One of the challenges of EUROlinkCAT is the ability of the CA registries to link their data to external data sources due to different local data information governance issues and the availability of suitable electronic healthcare databases. This requires flexibility in including registries in only specific subprojects and acceptance that not all registries may be able to perform the linkages planned. In addition, some registries require support from other partners in all aspects of the project, including applying for ethics permissions, adapting protocols, standardising data and running statistical syntax scripts. The restriction of not being able to share individual case data and also aggregate data that might be disclosive or identifiable means that all analyses must be performed locally using a generic modelling strategy. This does limit the use of iterative procedures to explore data in detail. The major limitation to the study is that only specific areas in Europe are represented, with a lack of data in particular from Eastern Europe. Interpretation of differences across Europe is challenging as it will be essential to interpret results in the light of knowledge about the differences in healthcare and education practices across Europe.
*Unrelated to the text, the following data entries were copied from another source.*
PR #541, opened 2019-12-16
Overhaul documentation and README.

maleadt:


maleadt:
FWIW, this is removing a bit of content from the README, but I'd rather forward people as quickly as possible to the shared documentation rather than maintain multiple READMEs.

maleadt:
` ERROR: LoadError: IOError: could not spawn `git rev-parse HEAD`: no such file or directory (ENOENT)`

PR #554, opened 2020-01-06
Improve error display.

maleadt:
Implement Base.showerror instead of show, use uniform output scheme.


maleadt:
ARM segfault unrelated.

PR #559, opened 2020-01-07
Use nightly Julia on ARM.

maleadt:
See if the LLVM upgrade fixes the segfault.


maleadt:
Oh huh we don't have nightlies for ARM.

PR #564, opened 2020-01-17
Basic tests for CuTensor type

kshyatt:
Looked like these weren't tested yesterday in the codecov...

### DIFF
--- a/test/tensor.jl
+++ b/test/tensor.jl
@@ -11,6 +11,26 @@ else
 
 @test has_cutensor()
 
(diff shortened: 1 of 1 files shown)


maleadt:
Looking at the coverage report, two additional ones:
- `cutensorCreate` in wrappers.jl can go, that's from previous CUTENSOR
- `src/CuArrays.jl` calls `CUDNN.cuda_version` twice; should be `CUTENSOR.cuda_version` for one of them

PR #568, opened 2020-01-22
Exclude some large kernels from coverage.

maleadt:


maleadt:
cc @kshyatt since you care about coverage. This builds on https://github.com/JuliaCI/CoverageTools.jl/pull/35

PR #580, opened 2020-01-31
Upstream ldiv! overload

ChrisRackauckas:
DiffEqBase.jl has been carrying an ldiv! overload to make it work for awhile (https://github.com/JuliaDiffEq/DiffEqBase.jl/blob/master/src/init.jl#L148-L152), and I think it might be a good time to upstream it.


maleadt:
Thanks! Want to add a test?

ChrisRackauckas:
test added

maleadt:
@ChrisRackauckas The CI failure looks related?

xukai92:
Would it make sense to make https://github.com/JuliaGPU/CuArrays.jl/blob/master/src/linalg.jl take use of this?

xukai92:
Emmm. Together with `qr!`, this implementation seems to be slower than what we have in https://github.com/JuliaGPU/CuArrays.jl/blob/master/src/linalg.jl#L9-L13

ChrisRackauckas:
But that implementation cannot reuse factorizations, so this is a lot faster in practice.

xukai92:
Good point!

xukai92:
I guess we should keep both then. I use `\` in a case where no reuse could be taken.

ChrisRackauckas:
It's also possible there's a better way to do this, but I haven't found it 🤷‍♂

PR #598, opened 2020-02-18
Attempt at mixed precision for contraction

kshyatt:
DO NOT MERGE THIS

Paul (@springer13) agreed to take a look and see what's up with this sad PR that likely indicates I'm doing something wrong!

### DIFF
--- a/src/tensor/wrappers.jl
+++ b/src/tensor/wrappers.jl
@@ -207,9 +207,10 @@ function contraction!(
     alpha::Number, A::CuArray, Ainds::ModeType, opA::cutensorOperator_t,
                    B::CuArray, Binds::ModeType, opB::cutensorOperator_t,
     beta::Number,  C::CuArray, Cinds::ModeType, opC::cutensorOperator_t,
-                                                opOut::cutensorOperator_t,
+                                                opOut::cutensorOperator_t;
     pref::cutensorWorksizePreference_t=CUTENSOR_WORKSPACE_RECOMMENDED,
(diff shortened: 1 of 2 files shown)


src/tensor/wrappers.jl
```diff
@@ -251,8 +251,8 @@ function contraction!(
             cutensorInitContractionPlan(handle(), plan, desc, find, sizeof(workspace))
 
             cutensorContraction(handle(), plan,
-                                T[alpha], A, B,
-                                T[beta],  C, C,
+                                compute_type[alpha], A, B,
```
springer13: The behavior w.r.t. the scalars in cuTENSOR is, unfortunately, slightly more involved:
https://docs.nvidia.com/cuda/cutensor/user_guide.html#scalar-types

Thus, it's not a 1:1 mapping. Maybe this is causing an issue?

kshyatt: I thought that the `alpha` and `beta` constants are of type `typeCompute` in `contraction`? That's what the docs [here](https://docs.nvidia.com/cuda/cutensor/api/cutensor.html#cutensorcontraction) implied to me.

kshyatt: Ah, I see - with a change things seem to be doing better, although mysteriously I'm getting a `not supported` error for all `Float32` tensors with a compute type of `Float16`...

springer13: I agree, the documentation is somewhat confusing; we'll add a reference to https://docs.nvidia.com/cuda/cutensor/user_guide.html#scalar-types as part of the contraction docs.

Could you please run the contraction with CUTENSOR_DEBUG=1 ? Which GPU are you computing on; FP16 support only starts with Volta.

PR #604, opened 2020-02-24
Actually test error throwing for lsvqr

kshyatt:
Can't test mismatched dimensions if the GPU doesn't know about them

### DIFF
--- a/test/sparse_solver.jl
+++ b/test/sparse_solver.jl
@@ -47,9 +47,15 @@ k = 1
         A = sparse(rand(elty,n,n))
         b = rand(elty,m)
         x = zeros(elty,n)
+        d_A   = CuSparseMatrixCSR(A)
+        d_b   = CuArray(b)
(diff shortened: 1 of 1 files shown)


maleadt:
`CUBLAS_STATUS_ALLOC_FAILED` -- these calls allocate? the calls should be wrapped in an `@allocates` like some CURAND calls are.

kshyatt:
Oh, yeah, because they are making copies. Sorry about that.

maleadt:
Basically this but with a different code: https://github.com/JuliaGPU/CuArrays.jl/blob/0cdf32ce11263446c17297f62157e5f944912e21/src/rand/wrappers.jl#L13-L19

maleadt:
Also, if you know how much memory the call would probably allocate, pass that as the `nb` kwarg. Otherwise we might end up deallocating all cached memory.

PR #605, opened 2020-02-24
RFC: provide a function to generate a contraction plan, and let contraction use it

kshyatt:
The idea is to let people take advantage of CUTENSOR's plan generation and reuse, if they want. If they don't provide a plan, CUTENSOR will just make one for them.

### DIFF
--- a/src/tensor/wrappers.jl
+++ b/src/tensor/wrappers.jl
@@ -207,9 +207,10 @@ function contraction!(
     alpha::Number, A::CuArray, Ainds::ModeType, opA::cutensorOperator_t,
                    B::CuArray, Binds::ModeType, opB::cutensorOperator_t,
     beta::Number,  C::CuArray, Cinds::ModeType, opC::cutensorOperator_t,
-                                                opOut::cutensorOperator_t,
+                                                opOut::cutensorOperator_t;
     pref::cutensorWorksizePreference_t=CUTENSOR_WORKSPACE_RECOMMENDED,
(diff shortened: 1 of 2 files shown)


test/runtests.jl
```diff
@@ -38,7 +38,7 @@ device!(pick.dev)
 CuArrays.allowscalar(false)
 
 CuArrays.enable_timings()
-
+#=
```
maleadt: I think we need to support arguments to `runtests.jl` a la base for our sanity :-)

kshyatt: oh my god derp

kshyatt: ban me

kshyatt:
OK, tests look happier now. Do you have thoughts on the design here? I know I need to write a test for this use case.

kshyatt:
OK, we have tests and all that. Thoughts?

src/tensor/wrappers.jl
```diff
@@ -239,25 +240,73 @@ function contraction!(
...
+            end
+            cutensorContraction(handle(), plan_ref,
+                                T[convert(T, alpha)], A, B,
+                                T[convert(T, beta)],  C, C,
                                 workspace, sizeof(workspace), stream)
         end
     return C
 end
 
+function contraction_plan(
```
maleadt: maybe `plan_contraction` re. FFTW?

kshyatt:
Well, the test seems to be passing. I'll change the name as you suggested.

kshyatt:
Tests passed, going to merge.

PR #610, opened 2020-02-25
Include semi-documented contraction algo options

kshyatt:
In fact, there are more algorithms than we include now:

https://docs.nvidia.com/cuda/cutensor/api/types.html#cutensoralgo-t

`values >= 0 correspond to certain sub-algorithms of GETT`

I checked and currently the maximum number of algorithms function returns 9. Maybe there's a runtime way to set this up?


maleadt:
If those algorithms aren't listed in the header, are we "supposed" to use them (stability, correctness, and whatnot)? Modifying the generated files doesn't seem ideal either.

kshyatt:
@springer13 is there some way we could get these doc-ed in CUTENSOR's documentation/listed in the header for the auto-generation script?

PR #612, opened 2020-02-29
Specialized _var and _std functions

### LINKED ISSUE #411: Statistics functions (var,std) slow
var/std seem to fall back on indexing the CuArray, instead of a vectorized implementation:
```
julia> var(c,dims=1)
┌ Warning: Performing scalar operations on GPU arrays: This is very slow, consider disallowing these operations with `allowscalar(false)`
└ @ GPUArrays ~/.julia/packages/GPUArrays/J4c3Q/src/indexing.jl:16
1×4 CuArray{Float32,2}:
 0.0646661  0.167767  0.0156315  0.14948
```
This makes it slower than cpu:
```
julia> c1 = rand(1000,1000);
julia> c2 = CuArray(c1);
julia> @time std(c1,dims=1);
  0.001371 seconds (12 allocations: 16.250 KiB)
julia> @time std(c2,dims=1);
  7.945594 seconds (3.01 M allocations: 138.023 MiB, 0.39% gc time)
julia> @time CuArray(std(Array(c2),dims=1))
  0.003153 seconds (23 allocations: 7.661 MiB)
```

merckxiaan:
I tried writing a CuArrays version for _var and _std which fixes #411.
@kshyatt [mentioned the issue actually lies in centralize_sumabs2!](https://github.com/JuliaGPU/CuArrays.jl/issues/411#issuecomment-539549996) but I'm not quite sure what that function does or how it should be done on gpu.
Perhaps this solution suffices?


maleadt:
Thanks! These definitions seems OK, if they execute without scalar iteration of course. Could you add some tests comparing against results with Base.Array?

merckxiaan:
I added some, please let me know if these need changes or need to be expanded.

test/statistics.jl
```diff
@@ -0,0 +1,16 @@
+@testset "Statistics" begin
+
+using CuArrays
```
maleadt: No need for this import.

test/statistics.jl
```diff
@@ -0,0 +1,16 @@
...
+using Statistics
+
+@testset "std" begin
+    A = rand(10, 1, 2)
+    cuA = cu(A)
+
+    @test std(cuA[:, 1, 1]) ≈ std(A[:, 1, 1])
```
maleadt: runtests.jl defines a compare function that automatically constructs a CuArray, performs the method, and compares back on the CPU. so you just need `compare(std, rand(10, 1, 2))`.

test/statistics.jl
```diff
@@ -0,0 +1,16 @@
...
+    @test std(cuA) ≈ std(A)
+    @test std(cuA, corrected=true) ≈ std(cuA, corrected=true, dims=:) ≈ std(A, corrected=true)
+    @test collect(std(cuA, dims=1)) ≈ std(A, dims=1)
+end
```
maleadt: Maybe add a test for `var` too? I know one calls the other, but just to be explicit.

test/statistics.jl
merckxiaan: I found CuArrays uses `testf` which, in turn, depends on `compare`. This is probably what you want?

merckxiaan:
I made the changes and also realized the tests hadn't actually been added to the runtests.jl so that's fixed as well 😅.
Let me know if it needs further changes.
Thanks for the guidance!

maleadt:
bors try

maleadt:
Great, let's merge this. Thanks for the PR!

PR #619, opened 2020-03-05
NNlib batched_mul!

mcabbott:
This hooks up https://github.com/FluxML/NNlib.jl/pull/100 for CuArrays. 

I've added an extremely simple test, but could find the right place to insert this into test/blas.jl perhaps if that would be better?

Tests fail locally, before this PR, but I'm not sure why.

I think that `_GemmFloat == CUBLAS.CublasFloat`, except that this isn't loaded yet. Is there a neater way?


maleadt:
> I've added an extremely simple test, but could find the right place to insert this into test/blas.jl perhaps if that would be better?

It's an nnlib specific interface, so that place seems fine.



> Tests fail locally, before this PR, but I'm not sure why.

Please open an issue for that then. Let's see what CI does here:
bors try



> I think that `_GemmFloat == CUBLAS.CublasFloat`, except that this isn't loaded yet. Is there a neater way?

Move the include of `nnlib.jl` until after the submodules (including CUBLAS)?

mcabbott:
Thanks for having a look, I've moved the `include("nnlib.jl")` as suggested. 

About tests, is there a list of what needs to be on master? I failed again, but can try more seriously once back in front of my desktop, probably in 2 weeks.

maleadt:
> About tests, is there a list of what needs to be on master? I failed again, but can try more seriously once back in front of my desktop, probably in 2 weeks.

Generally CuArrays, CUDAnative, CUDAdrv and GPUArrays. CuArrays also ships a Manifest with a known-good combination, so you can just clone CuArrays and run with `julia --project` in that dir.

PR #623, opened 2020-03-10
Use a library handle for each thread/device.

maleadt:
https://github.com/cupy/cupy/issues/1109


maleadt:
@vchuravy @kshyatt This seems like the correct way to go, but it would complicate, say, creating a contraction plan and using that in a threaded region. But we kind-of have that problem already since apparently tasks can migrate threads?

maleadt:
Going to merge this because the locks are required (and I want to introduce some threaded tests), but feel free to comment or review after that.

PR #627, opened 2020-03-11
Thread safety of memory allocator

maleadt:


maleadt:
Ah, finally. CI failures are some CUBLAS allocations that aren't properly guarded by `@extalloc`.

Issue #629, opened 2020-03-12
mul! failing for adjoint sparse matrices 


maximilian-gelbrecht:
MWE 
```Julia
using CuArrays
using SparseArrays
using LinearAlgebra

const n = 100

M = CuArray(diagm(0=>ones(n), 1=>-1*ones(n-1), -1=>-1*ones(n-1)))
M2 = sparse(M);
V = CuArray(rand(100));
adjoint(M2)*V
```
yields 

```
UndefVarError: transA not defined

Stacktrace:
 [1] mul!(::CuArray{Float64,1,Nothing}, ::Adjoint{Float64,CuArrays.CUSPARSE.CuSparseMatrixCSR{Float64}}, ::CuArray{Float64,1,Nothing}) at /home/USERNAME/.julia/packages/CuArrays/A6GUx/src/sparse/interfaces.jl:14
 [2] *(::Adjoint{Float64,CuArrays.CUSPARSE.CuSparseMatrixCSR{Float64}}, ::CuArray{Float64,1,Nothing}) at /buildworker/worker/package_linux64/build/usr/share/julia/stdlib/v1.3/LinearAlgebra/src/matmul.jl:113
 [3] top-level scope at In[3]:1
```

just from inspecting the code, this seems to me like an obvious error in the code, or isn't it?

it is:
```Julia
LinearAlgebra.mul!(C::CuVector{T},adjA::Adjoint{<:Any,<:CuSparseMatrix},B::CuVector) where {T} = mv!('C',one(T),parent(transA),B,zero(T),C,'O')
```
but it should be 
```Julia
LinearAlgebra.mul!(C::CuVector{T},adjA::Adjoint{<:Any,<:CuSparseMatrix},B::CuVector) where {T} = mv!('C',one(T),parent(adjA),B,zero(T),C,'O')
``` 
or is there more to it? It did not try it out yet.

maleadt:
Seems like a trivial issue indeed, and we should also add a test for that code.

PR #630, opened 2020-03-12
fix sparse adjoint mul

maximilian-gelbrecht:
as reported in https://github.com/JuliaGPU/CuArrays.jl/issues/629   

one could still add an additional test.


CarloLucibello:
> one could still add an additional test.

definitely!

PR #631, opened 2020-03-13
Trap and retry CUBLAS allocation failures.

maleadt:
This retries CUBLAS API calls when they fail to allocate, as indicated by a CUBLAS_STATUS_ALLOC_FAILED. I just wrapped those methods that I saw fail on CI:
- https://gitlab.com/JuliaGPU/CuArrays.jl/-/jobs/471002172
- https://gitlab.com/JuliaGPU/CuArrays.jl/-/jobs/471049468
- https://gitlab.com/JuliaGPU/CuArrays.jl/-/jobs/471049476

There's bound to be others, though, but even for these calls the NVIDIA docs don't mention ALLOC_FAILED as a valid return code (indicating to me they shouldn't allocate?). I don't know, as I'm not familiar with this specific library.

@kshyatt could you have a look, since you wrapped cublasXt and presumably are using it? This is also what I meant in https://github.com/JuliaGPU/CuArrays.jl/pull/604, by the way.

### DIFF
--- a/src/blas/wrappers.jl
+++ b/src/blas/wrappers.jl
@@ -43,6 +43,15 @@ version() = VersionNumber(cublasGetProperty(CUDAapi.MAJOR_VERSION),
                           cublasGetProperty(CUDAapi.MINOR_VERSION),
                           cublasGetProperty(CUDAapi.PATCH_LEVEL))
 
+macro allocates(ex)
+  quote
+    CuArrays.extalloc(check=err->isa(err, CUBLASError) &&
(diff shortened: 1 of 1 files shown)


maleadt:
Two more from https://gitlab.com/JuliaGPU/CuArrays.jl/-/jobs/471216418

maleadt:
I was thinking we should probably do this for all API calls -- should be cheap enough if we don't try/catch. That's assuming state doesn't get corrupted if an allocation fails.

maleadt:
Superseded by https://github.com/JuliaGPU/CuArrays.jl/pull/633

PR #2057, opened 2019-12-01
Add vim plugin coc.nvim segments.

### LINKED ISSUE #2056: Add vim plugin coc.nvim status segment
May we could think of supporting display vim plugin coc.nvim compile status (Error number and Warning number), like vim ale segment do.

chrisniael:
Close #2056

### DIFF
--- a/powerline/segments/vim/plugin/coc.py
+++ b/powerline/segments/vim/plugin/coc.py
@@ -1,0 +1,47 @@
+# vim:fileencoding=utf-8:noet
+from __future__ import (unicode_literals, division, absolute_import, print_function)
+
+try:
+	import vim
+except ImportError:
+	vim = object()
+
+from powerline.bindings.vim import vim_command_exists
+from powerline.theme import requires_segment_info
+
+# coc_status's format: E1 W2
+def parse_coc_status(coc_status):
+	# type(coc_status) is tuple
+	errors_count = 0
+	warnings_count = 0
+	if len(coc_status) <= 0:
+		return errors_count, warnings_count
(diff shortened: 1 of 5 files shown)


PH111P:
Hi @chrisniael,

Nice work. Just a small thing: The tests seem to fail as you didn't add default colors for the new highlight groups defined in your segment:
```
Error while checking theme (key /segments/left/list item 12/function)
found highlight group coc not defined in the following colorschemes: default, solarized, solarizedlight
```

I'd be nice if you could fix this.

powerline/segments/vim/plugin/coc.py
```diff
@@ -0,0 +1,47 @@
...
+	for item in status_list:
+		if len(item) > 0 and item[0] == 'E':
+			errors_count = int(item[1:])
+		if len(item) > 0 and item[0] == 'W':
+			warnings_count = int(item[1:])
+	return errors_count, warnings_count
+
+@requires_segment_info
+def coc(segment_info, pl):
+	segments = []
```
PH111P: The documentation for this function is missing: `powerline-lint` does not know how the highlight groups are named. Try adding:
```
    '''<add description here>

    Highlight groups used: ``coc:warning`` or ``warning``, ``coc:error`` or ``error``.
    '''
```

chrisniael: Thanks for the tip.

giovanniiapaolo:
I'd like to implement this in my setup, but I just can't seem to get it. I'm not even sure if it's available in the latest apt

PR #2062, opened 2019-12-11
Use updated i3ipc syntax in i3 segments/listers

### LINKED ISSUE #2046: Breaking change in python-i3ipc breaks i3 listers
A relatively recent, major update in i3ipc (`v2.0.1`) breaks some of our segments and listers here.
I discovered it today while updating all my python packages (for python 3.8).

In essence, the python class wrappers around i3ipc JSON responses that our code deals with have changed, so that `reply['attr']` is no longer valid, and `reply.attr` or `getattr(reply, 'attr')` must be used.
This is relevant in powerline/listers/i3wm.py and powerline/segments/i3wm.py.

s-ol:
Close #2046

### DIFF
--- a/powerline/segments/i3wm.py
+++ b/powerline/segments/i3wm.py
@@ -12,11 +12,11 @@ WORKSPACE_REGEX = re.compile(r'^[0-9]+: ?')
 
 def workspace_groups(w):
 	group = []
-	if w['focused']:
+	if w.focused:
 		group.append('w_focused')
-	if w['urgent']:
+	if w.urgent:
 		group.append('w_urgent')
-	if w['visible']:
+	if w.visible:
 		group.append('w_visible')
 	group.append('workspace')
 	return group
@@ -52,12 +52,12 @@ def workspaces(pl, segment_info, only_show=None, output=None, strip=0):
 
 	return [
 		{
-			'contents': w['name'][strip:],
+			'contents': w.name[strip:],
 			'highlight_groups': workspace_groups(w)
 		}
 		for w in get_i3_connection().get_workspaces()
-		if ((not only_show or any(w[typ] for typ in only_show))
-		    and (not output or w['output'] == output))
+		if ((not only_show or any(getattr(w, typ) for typ in only_show))
+		    and (not output or w.output == output))
 	]
 
 
@@ -80,7 +80,7 @@ def workspace(pl, segment_info, workspace=None, strip=False):
 		try:
 			w = next((
 				w for w in get_i3_connection().get_workspaces()
-				if w['name'] == workspace
+				if w.name == workspace
 			))
 		except StopIteration:
 			return None
@@ -90,13 +90,13 @@ def workspace(pl, segment_info, workspace=None, strip=False):
 		try:
 			w = next((
 				w for w in get_i3_connection().get_workspaces()
-				if w['focused']
+				if w.focused
 			))
 		except StopIteration:
 			return None
 
 	return [{
-		'contents': format_name(w['name'], strip=strip),
+		'contents': format_name(w.name, strip=strip),
 		'highlight_groups': workspace_groups(w)
 	}]
 
@@ -150,6 +150,6 @@ def scratchpad(pl, icons=SCRATCHPAD_ICONS):
 			'contents': icons.get(w.scratchpad_state, icons['changed']),
 			'highlight_groups': scratchpad_groups(w)
 		}
-		for w in get_i3_connection().get_tree().descendents()
+		for w in get_i3_connection().get_tree().descendants()
 		if w.scratchpad_state != 'none'
 	]
--- a/docs/source/develop/segments.rst
+++ b/docs/source/develop/segments.rst
@@ -528,10 +528,10 @@ i3wm
     in lemonbar bindings.
 
 ``workspace``
-    dictionary containing the workspace name under the key ``"name"`` and 
-    boolean values for the ``"visible"``, ``"urgent"`` and ``"focused"`` 
-    keys, indicating the state of the workspace. Currently only provided by 
-    the :py:func:`powerline.listers.i3wm.workspace_lister` lister.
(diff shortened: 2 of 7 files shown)


powerline/segments/i3wm.py
```diff
@@ -80,23 +83,26 @@ def workspace(pl, segment_info, workspace=None, strip=False):
...
+				if w.name == workspace
 			))
 		except StopIteration:
 			return None
 	elif segment_info.get('workspace'):
-		w = segment_info['workspace']
+		w = Dummy()
+		info = segment_info['workspace']
+		for k in info:
+			setattr(w, k, info[k])
```
s-ol: kind of an eyesore but what can you do... I tried `setattr` on the dict itself, but since it's a CPython object that doesn't work.

PH111P: Personally, I use the following to obtain a new dummy workspace, perhaps something similar could work here?
```
import copy
def get_next_ws(ws, outputs):
    names = [w.name for w in ws] 
    for i in range(1, 100):
        if not str(i) in names:
            res_ls = []
            res = copy.deepcopy(ws[0])
            res.num = -5
            res.name = str(i)
            res.urgent = False
            res.focused = False
            res.visible = False
            for o in outputs:
                r2 = copy.deepcopy(res)
                r2.output = o 
                res_ls += [r2]
            return res_ls
    return []
```

PH111P:
Currently, the tests seem to fail; relevant output (could be related to your `Dummy` hack):
```
======================================================================
ERROR: test_workspace_lister (__main__.TestI3WM)
----------------------------------------------------------------------
  File "/home/travis/build/powerline/powerline/tests/test_python/test_listers.py", line 44, in test_workspace_lister
    list(i3wm.workspace_lister(pl=pl, segment_info={'a': 1})),
  File "/home/travis/build/powerline/powerline/powerline/listers/i3wm.py", line 67, in <genexpr>
    and (not output or w.output == output)))
AttributeError: 'dict' object has no attribute 'output'

======================================================================
ERROR: test_scratchpad (__main__.TestI3WM)
----------------------------------------------------------------------
  File "/home/travis/build/powerline/powerline/tests/test_python/test_segments.py", line 1076, in test_scratchpad
    self.assertEqual(i3wm.scratchpad(pl=pl), [
  File "/home/travis/build/powerline/powerline/powerline/segments/i3wm.py", line 159, in scratchpad
    for w in get_i3_connection().get_tree().descendants()
AttributeError: 'Conn' object has no attribute 'descendants'
======================================================================
ERROR: test_workspace (__main__.TestI3WM)
----------------------------------------------------------------------
  File "/home/travis/build/powerline/powerline/tests/test_python/test_segments.py", line 1029, in test_workspace
    self.assertEqual(i3wm.workspace(pl=pl, segment_info=segment_info, workspace='1: w1'), [
  File "/home/travis/build/powerline/powerline/powerline/segments/i3wm.py", line 85, in workspace
    w for w in get_i3_connection().get_workspaces()
  File "/home/travis/build/powerline/powerline/powerline/segments/i3wm.py", line 86, in <genexpr>
    if w.name == workspace
AttributeError: 'dict' object has no attribute 'name'
======================================================================
ERROR: test_workspaces (__main__.TestI3WM)
----------------------------------------------------------------------
  File "/home/travis/build/powerline/powerline/tests/test_python/test_segments.py", line 981, in test_workspaces
    self.assertEqual(i3wm.workspaces(pl=pl, segment_info=segment_info), [
  File "/home/travis/build/powerline/powerline/powerline/segments/i3wm.py", line 60, in workspaces
    and (not output or w.output == output))
AttributeError: 'dict' object has no attribute 'name'
```

powerline/segments/i3wm.py
s-ol: Hm, wondering whether there is a use case where we would like that segment to work *without* a connection to i3, because it seems like the Dummy class currently allows that where your solution wouldn't.

PH111P: You could probably update my solution to also add dummy values for the output (and perhaps the other things that a workspace object should have); then you wouldn't need a connection anymore (but the code would become even more ugly).

s-ol:
The upper mistakes I think are legit issues I introduced, in code paths that I just didn't exercise in my quick testing. In general `dict`s should be floating around after `workspace_groups` is called, while before the other wrappers are used.

s-ol:
I would say that is because the test wrapper creates `dict`s as test fixtures, which is not what i3ipc generates now.

s-ol:
Thought about this again... we need a better solution if we want to keep supporting `i3-py` as an alternative binding; `i3-py` returns dicts. So maybe we need some kind of compatibility layer like a `get_attr_or_index` that does the corresponding action, and rewrite the code in terms of that?

PH111P:
Perhaps we should just drop support for `i3-py`? It has been deprecated for a while now, and there is a drop-in replacement available.

s-ol:
also a fair choice

s-ol:
With the python 3.9 release this once again came to my attention and I finally sat down and did it right (including tests). As we decided above, no more i3-py. The `segment_info` now contains the "raw" workspace object from the connection, so there are no more dicts involved (until the powerline segment output, of course).

powerline/segments/i3wm.py
```diff
@@ -52,15 +52,18 @@ def workspaces(pl, segment_info, only_show=None, output=None, strip=0):
...
 		}
 		for w in get_i3_connection().get_workspaces()
-		if ((not only_show or any(w[typ] for typ in only_show))
-		    and (not output or w['output'] == output))
+		if ((not only_show or any(getattr(w, typ) for typ in only_show))
+		    and (not output or w.output == output))
 	]
 
 
+class Dummy:
```
PH111P, line 64: Why do we need this `Dummy` class?

s-ol: ah, I knew I should've started from scratch ;)

PH111P (approved):

PR #2095, opened 2020-05-23
Update to include default path to powerline_root for apt-get

ymode:
This isn't super important and would be considered a low priority change - however there is a lot of people googling for the same answer that this one line could cover.


PH111P:
Thanks!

The EUROlinkCAT project will enable important hypotheses concerning the survival, health and education of children with CAs in Europe to be investigated. The standardised methods and CDMs will all be available freely on the EUROlinkCAT website and will be available for use in future research projects to benefit from and build on this work, so as to enable other multi-centre European projects to exploit routine healthcare data available in Europe.

Ethics and dissemination

The CA registries have the required ethics permissions and procedures for routine surveillance, data collection and transmission of anonymised data to the EUROCAT central database, according to national guidelines and they were required to submit evidence of these permissions to the EUROlinkCAT ethics portfolio. Local registries follow national legislation as to whether parental consent is needed for registration of babies with anomalies. Each registry was responsible for applying for and obtaining the additional ethics and other permissions (eg, data sharing agreements) required to link and analyse their data for EUROlinkCAT. This was an extremely lengthy process in some countries as the original data collection did not include expectation or consent for the data to be used in research, and a new legal basis had to be established. Additional assurances and procedures were adopted by registries (eg, publication of privacy notices) to ensure compliance with the General Data Protection Regulation which came into force on 25 April 2018 in the European Union. A checklist of minimum specifications for data storage/backup was completed by each registry. Three registries took over 3 years to get the ethics, legal basis, data protection, information governance and data sharing agreements in place. UU obtained ethics permission for the CRR.

Each registry participating in the focus groups with parents was responsible for ensuring the correct ethics approvals were in place. Similarly, the registries participating in the dissemination of the parents’ survey will be responsible for ensuring the necessary ethics permissions are obtained.

An Ethics and Data Protection Advisory Board consisting of three independent advisors with the relevant expertise monitor all ethical considerations in this project.

The CRR will be used for multiple studies and the results from these will be disseminated in peer reviewed papers and conference presentations. It is hoped that the experience gained with distributing the parents’ survey using parent support groups and social media will also lead to development of a framework to enable dissemination of results to be made more directly to parents. In addition, a series of reports will be written including recommendations for improving the collection and analysis of data on CAs in routinely collected data in the healthcare databases.